# What you should do
Scan the entries below for the word "bool" and copy every line in which it occurs.

# Supplied data
PR #378, opened 2024-05-21
Enable kdmp & NFS  jobs to run in restricted PSA mode

lalat-das:
**What this PR does / why we need it**: This PR brings changes of psa and azure chine changes to kdmp via vending from stork to kdmp

Closes # pb-6681

Unit tested backup and restore with 1.2.13 executor image with corresponding stork PR

image

Restore of the above non-psi and psi backups are as below
image

### DIFF
--- a/pkg/drivers/utils/utils.go
+++ b/pkg/drivers/utils/utils.go
@@ -889,6 +889,29 @@ func IsJobPodMountFailed(job *batchv1.Job, namespace string) bool {
 	return false
 }
 
+// Check if a job has failed because of podSecurity violation
+func IsJobPodSecurityFailed(job *batchv1.Job, namespace string) bool {
+	fn := "IsJobPodSecurityFailed"
+
+	opts := metav1.ListOptions{
+		FieldSelector: "involvedObject.name=" + string(job.Name),
+	}
+	events, err := core.Instance().ListEvents(namespace, opts)
+	if err != nil {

# Problem solution
@@ -889,6 +889,29 @@ func IsJobPodMountFailed(job *batchv1.Job, namespace string) bool {
+func IsJobPodSecurityFailed(job *batchv1.Job, namespace string) bool {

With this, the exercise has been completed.